Do kids need to know the original fairy tales first?

They do not need to, but knowing the originals makes the book significantly funnier. If your child is not yet familiar with the Gingerbread Man, Cinderella, or Jack and the Beanstalk, it is worth reading one or two of those first. The parody works by contrast — the bigger the gap between expectation and what actually happens, the funnier it lands.

Is the humor appropriate — is anything mean-spirited or gross?

The humor is firmly in the silly-absurdist camp. The Stinky Cheese Man is smelly, which some younger children find hilarious and others find mildly gross — but it never tips into genuinely crude territory. Nothing in the book is mean-spirited, and no characters are harmed in any emotionally resonant way.

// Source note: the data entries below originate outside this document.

PR #3783, opened 2026-04-29
`pos` attribute added to `MOUSEWHEEL` event

DickerDackel:
Up to now, if the position where a MOUSEWHEEL event happends is required, a user has to either fall back on the additionally created MOUSEBUTTON events, or poll the mouse position manually.

Position information in the MOUSEWHEEL event was added with SDL 2.0.26. In case pygame was built with an SDL version older than 2.0.26, the `pos` value will be `None`.

### DIFF
--- a/docs/reST/ref/event.rst
+++ b/docs/reST/ref/event.rst
@@ -160,7 +160,7 @@ These ``TEXT*`` events are useful to implement inputs/languages that require com
 provided by the system's IME (Input Method Editor). The ``TEXTINPUT`` event is only
 fired when the text is confirmed.
 
-(``5``): Position information was added to ``MOUSEWHEEL`` events in SDL 2.0.26.  If
+(``5``): Position information was added to ``MOUSEWHEEL`` events in SDL 2.26.0  If
 pygame was build on a version lower than that, the ``pos`` attribute is ``(0, 0)``.
 
 |
--- a/docs/reST/ref/event.rst
+++ b/docs/reST/ref/event.rst
@@ -88,7 +88,7 @@ You can also find a list of constants for keyboard keys
     MOUSEBUTTONUP              pos, button, touch(2), clicks(3), window(1)
     MOUSEBUTTONDOWN            pos, button, touch(2), clicks(3), window(1)
     MOUSEWHEEL                 which, flipped, x, y, touch(2), precise_x,
-                                precise_y, window(1)
+                                precise_y, window(1), pos(5)
 
     JOYAXISMOTION              instance_id, axis, value (deprecated: joy)
     JOYBALLMOTION              instance_id, ball, rel (deprecated: joy)
@@ -160,6 +160,9 @@ These ``TEXT*`` events are useful to implement inputs/languages that require com
 provided by the system's IME (Input Method Editor). The ``TEXTINPUT`` event is only
 fired when the text is confirmed.
 
+(``5``): Position information was added to ``MOUSEWHEEL`` events in SDL 2.0.26.  If
+pygame was build on a version lower than that, the ``pos`` attribute is ``(0, 0)``.
+
 |
 
 Here is a list of the new window events.
@@ -222,6 +225,8 @@ On Android, the following events can be generated:
 
 .. versionadded:: 2.5.7 The ``clicks`` attribute was added to ``MOUSEBUTTONDOWN``
    and ``MOUSEBUTTONUP`` events.
+
+.. versionadded:: 2.5.8 The ``pos`` attribute was added to ``MOUSEWHEEL`` events.
 
 |
 
--- a/docs/reST/ref/event.rst
+++ b/docs/reST/ref/event.rst
@@ -161,7 +161,7 @@ provided by the system's IME (Input Method Editor). The ``TEXTINPUT`` event is o
 fired when the text is confirmed.
 
 (``5``): Position information was added to ``MOUSEWHEEL`` events in SDL 2.26.0  If
-pygame was build on a version lower than that, the ``pos`` attribute is ``(0, 0)``.
+pygame was build on a version lower than that, the ``pos`` attribute is ``None``.
 
 |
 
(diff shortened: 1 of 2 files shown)


src_c/event.c
```diff
@@ -1380,6 +1380,17 @@ dict_from_event(SDL_Event *event)
...
                 PyBool_FromLong((event->wheel.which == SDL_TOUCH_MOUSEID)));
 
+#if SDL_VERSION_ATLEAST(3, 0, 0)
+            obj = pg_tuple_couple_from_values_int((int)event->wheel.mouse_x,
+                                                  (int)event->wheel.mouse_y);
+#elif SDL_VERSION_ATLEAST(2, 26, 0)
+            obj = pg_tuple_couple_from_values_int((int)event->wheel.mouseX,
+                                                  (int)event->wheel.mouseY);
+#else
+        obj = pg_tuple_couple_from_values_int(0, 0);
```
oddbookworm: I don't know about giving it a default value here.... I could see people reading the docs but not bothering to check their pygame-ce version and then reporting issues that it doesn't work.

DickerDackel: I was contemplating this, but took sdl2's `logical_size` as guide, which does something similar in returning `(0, 0)` on read when it had never been set.

https://pyga.me/docs/ref/sdl2_video.html#pygame._sdl2.video.Renderer.logical_size

But I'm completely open to removing it.

oddbookworm: I think there's a difference between this situation and `logical_size`, where `logical_size` is something that is available, but unused so far. In this case, it's a feature that's actually just unavailable at compile-time, so we'd just be lying to the user and relying on them having read the docs and checking their compiled SDL2 version

DickerDackel: How common is the use case of having a too old sdl2 version in the first place?  I know you bundle your own with the official wheels (at least on linux).

If I remove the whole attribute on versions smaller than 2.26.0, the user would need to catch an `AttributeError` or do a probe with `hasattr` first.

I can raise a `RuntimeError` warning about the too old SDL2 version instead of a default, but that would still put the burden of catching that on the user.

I'm not a friend of removing the whole #if clause, since in the same event, there's already another attribute checking for version 2.0.18, but that one has an easy usable fallback value.

The final option would be to request the mouse coordinates in older versions.  Looking at mouse.get_pos, that's a whole different can of worms, and since that functionality is not extracted into a dedicated C function that would either mean doing a call through the pythonn layer, duplicating a bunch of code, or factoring the actual functionality out of mouse_get_pos, so I could call it directly.

Looking at all these, either my solution with the defaults or a `RuntimeError` feel the cleanest to me.  What would you prefer?

DickerDackel: Ooops, forgot to answer here.  We agreed on `None` instead of silently ignoring the error or creating an exception.  Code is updated accordingly.

src_c/event.c
```diff
@@ -1380,6 +1380,17 @@ dict_from_event(SDL_Event *event)
...
+#if SDL_VERSION_ATLEAST(3, 0, 0)
+            obj = pg_tuple_couple_from_values_int((int)event->wheel.mouse_x,
+                                                  (int)event->wheel.mouse_y);
+#elif SDL_VERSION_ATLEAST(2, 26, 0)
+            obj = pg_tuple_couple_from_values_int((int)event->wheel.mouseX,
+                                                  (int)event->wheel.mouseY);
+#else
+        obj = Py_None;
+#endif /* SDL_VERSION_ATLEAST(2, 26, 0) */
+            _pg_insobj(dict, "pos", obj);
```
oddbookworm, line 1393: Hmmmm, this seems like it doesn't handle the reference count... but CPython also changed how singleton refcounts worked in 3.14 I think?

docs/reST/ref/event.rst
```diff
@@ -160,6 +160,9 @@ These ``TEXT*`` events are useful to implement inputs/languages that require com
 provided by the system's IME (Input Method Editor). The ``TEXTINPUT`` event is only
 fired when the text is confirmed.
 
+(``5``): Position information was added to ``MOUSEWHEEL`` events in SDL 2.26.0  If
+pygame was build on a version lower than that, the ``pos`` attribute is ``(0, 0)``.
```
oddbookworm: Update docs to the new default value on an invalid SDL version

oddbookworm (changes requested):
I have one definitely actionable comment, and one I would like to see justified if behavior is correct, or adjusted if incorrect

src_c/event.c
Starbuck5: Good call, the reference counting in this function is incorrect.

pg_tuple_couple_from_values_int returns a tuple with a ref count of 1, then in pg_insobj the dictionary adds a reference to the tuple, and the object is decref-ed. Now the only reference to the tuple is from the dictionary.

In the Py_None case, pg_insobj "gives up the reference" to the dictionary the same way, but the caller does not have a reference to give up.

It should be `obj = Py_NewRef(Py_None)`, or use `_pg_insobj` for the other two paths and directly call `PyDict_SetItem` for the None path (to avoid incref-ing just to decref).

Even if None happens to be an immortal object in recent Python versions, we should treat it like any other object.

docs/reST/ref/event.rst
DickerDackel: I'm stupid :sob:

src_c/event.c
DickerDackel: Thanks, I "stole" the Py_None from another part and missed that the incref only happened 2 lines down.
Fixing...

oddbookworm (approved):
LGTM! Thanks Dackel! 🎉

Starbuck5 (approved):
Thanks!

docs/reST/ref/event.rst
```diff
@@ -160,6 +160,9 @@ These ``TEXT*`` events are useful to implement inputs/languages that require com
 provided by the system's IME (Input Method Editor). The ``TEXTINPUT`` event is only
 fired when the text is confirmed.
 
+(``5``): Position information was added to ``MOUSEWHEEL`` events in SDL 2.26.0  If
```
damusss: I think there should be a period separating 2.26.0 and "If", and I believe "build" should instead be "built".

damusss (approved):
I pointed out a few typos, but other than that, it looks good to me, thank you!

docs/reST/ref/event.rst
DickerDackel: Correct, fixed.  Thank you!

PR #3785, opened 2026-05-03
Further optimized `mask.from_surface()` when converting 32 bit alpha surfaces

itzpr3d4t0r:
Follows #2895 

In the previous implementation I circumvented SDL pixel getters by rolling in some manual alpha-getting procedures. That sped it up quite a bit but the code still wasn't parallel enough and clogged itself with unnecessary calculations while also not exploiting the way the bitmask is stored.

As documented in the code, bitmasks are stored column-group-major, with each group being 32 or 64 bits depending on the platform.

Take a 128X2 surface 64-bit platform, the bitmap will be laid out as follows.
```
Index:     [0]         [1]          [2]         [3]
        row0,col0   row1,col0    row0,col1   row1,col1
        px 0-63      px 0-63      64-127     px 64-127
```
We exploit this fact and do:
- Still read all source surface's alpha channel only by jumping between the alphas horizontally (so we stick to the same row-scanline as before).
- write all of the bitmask's group of pixels (32 or 64) by row so:
    1.  Do bits[0] in groups of 8 in parallel up to the nearest multiple of 8 possible
    2.  Do remaining 1-7 pixels one by one up to 32 or 64
    3.  Jump to the next group on the same row (index 2 from the example)
    4. Go to the next row and repeat the process.
    
I've manually unrolled the loop so there aren't as many data dependencies and removed the duff's device.
From my testing all this makes the algorithm 60-80% faster.

Figure_2

### DIFF
--- a/src_c/mask.c
+++ b/src_c/mask.c
@@ -43,24 +43,6 @@
 #define M_PI 3.14159265358979323846
 #endif
 
-/* Pretty good idea from Tom Duff :-). */
-#ifndef LOOP_UNROLLED4
-#define LOOP_UNROLLED4(code, n, width) \
-    n = (width + 3) / 4;               \
-    switch (width & 3) {               \
-        case 0:                        \
-            do {                       \
-                code;                  \
-                case 3:                \
-                    code;              \
-                case 2:                \
-                    code;              \
-                case 1:                \
-                    code;              \
-            } while (--n > 0);         \
-    }
-#endif
-
 /* Macro to create mask objects. This will call the type's tp_new and tp_init.
  * Params:
  *     w: width of mask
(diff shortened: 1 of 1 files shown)


Starbuck5:
@itzpr3d4t0r the man the myth the legend! Cool stuff.

One thing noticed is that it is not possible to have a 24 bit surface with per pixel alpha, so the 24 bit codepath is not reachable.

Also for bonus points, it also is theoretically possible to reach the 4 BPP codepath with a format that would be unsupported, like SDL_PIXELFORMAT_ARGB2101010. So maybe safest patch would be instead of (bpp < 3) for the generic codepath, (SDL_PIXELLAYOUT(surf->format) == SDL_PACKEDLAYOUT_8888) or something to that end.

itzpr3d4t0r:
Bunny was correct, brought a 15-20% perf improvement so now we're comfortably above 110% better than before this PR.
image

For some reason my pc doesn't like the branchless logic suggestion. I guess it's because my CPU has a very advanced two-ahead branch predictor (AMD 9800X3D). So i suggest to whoever wants to check it out with maybe older hardware, just substitute the inner loop with the 8 pixels at a time with this 
```C
const int bp = x & BITMASK_W_MASK;
Uint8 byte = 0;

byte |= (srcp[0]  > u_threshold) << 0;
byte |= (srcp[4]  > u_threshold) << 1;
byte |= (srcp[8]  > u_threshold) << 2;
byte |= (srcp[12] > u_threshold) << 3;
byte |= (srcp[16] > u_threshold) << 4;
byte |= (srcp[20] > u_threshold) << 5;
byte |= (srcp[24] > u_threshold) << 6;
byte |= (srcp[28] > u_threshold) << 7;

block |= ((BITMASK_W)byte) << bp;
srcp += 32; 
x += 8;
```

Starbuck5 (approved):
Alright, I'm cool with this.

ankith26 (approved):
LGTM on a quick scan, thanks for working on this 🥳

It is a very safe book from a content standpoint.

What books would we enjoy next if we loved this one?

Jon Scieszka's The True Story of the 3 Little Pigs is a natural next read — same author, same fairy-tale-subversion sensibility. The Fractured Fairy Tales tradition more broadly (including books by authors like Eugene Trivizas or Lauren Child) scratches the same itch. For Lane Smith's illustration style, Grandpa Green or It's a Book showcase his distinctive visual approach.

Can this be used in a classroom setting?

Yes, and it works exceptionally well. Teachers use it to introduce concepts like point of view, narrator reliability, and book anatomy (what is a table of contents, what does a dedication do). It is also frequently used as a springboard for children writing their own fractured fairy tales. The book is short enough to read in a single sitting but dense enough to discuss across multiple sessions.